The adults say that we need the guns to help us win a war, that they’re sacred to America, that they’re used by the heroes in the fight.

Yet there’s carnage in classrooms. Desks are abandoned and overturned like wreckage of a fallen city, and no slogans can sanitize the blood of seventeen in Florida, thirty two at Virginia Tech, twenty six at Sandy Hook.

The adults tell us to admire the craftsmanship, the chambers that hold as many bullets as soldiers in the belly of a wooden horse. They swear it’s not the guns, it’s the people; it’s their twisted, unhealthy minds.

Yet my friend’s hands shake as I try to comfort her, because every lockdown feels like another headline, another shooting, another number soon to be forgotten.

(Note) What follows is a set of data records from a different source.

PR #2354, opened 2025-07-09
Make the Addressor constexpr

blowekamp:
Explicitly declare methods as constexpr to support additional compile time creation of objects.


zivy (approved):
Going green. 

Shifting computations to compile time increases our compute resource usage but decreases the compute for many people around the world.

blowekamp:
I don't think there where will be a measurable increase in compile time with this line of work.

PR #2371, opened 2025-07-18
Make construction of function factories compiles time

blowekamp:
Introduce a consteval hash map container class. This new class uses an std::array, and a consteval hash function.
The member function factory variable are not marked as constexpr with an constexpr/consteval lambda function used for initialization.


blowekamp:
@N-Dekker This may be some C++ that you'd find interesting to take a look at. This code initializes a hash map of function pointers at compile time.

blowekamp:
@hjmjohnson This is an interesting PR, where I was experimenting with a "constexpr/consteval" hash_map class. It was to store all the pointers to the the template functions used in SimpleITK. Unfortunately function address are computed during linking and not compilation time so it's not portable/well formed.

The adults say our schools will become fortresses, our teachers will be armed. Meanwhile, I say I love you to my dad before I get on the bus every day,

so if I don’t return he won’t regret our final words.

Yet every word I speak isn’t valid enough because I’m just a kid, I don’t understand what they keep telling me – that there’s value in something carved for blood and war.

The adults say we need the guns to help us win a war, but the only war I see is the one where students become soldiers, textbooks become shields, classrooms become battlefields.

The adults do not want the children to speak because the children will not stay quiet. The children are finding their voice in the ruins, and it’s louder than any gunfire the world has ever heard.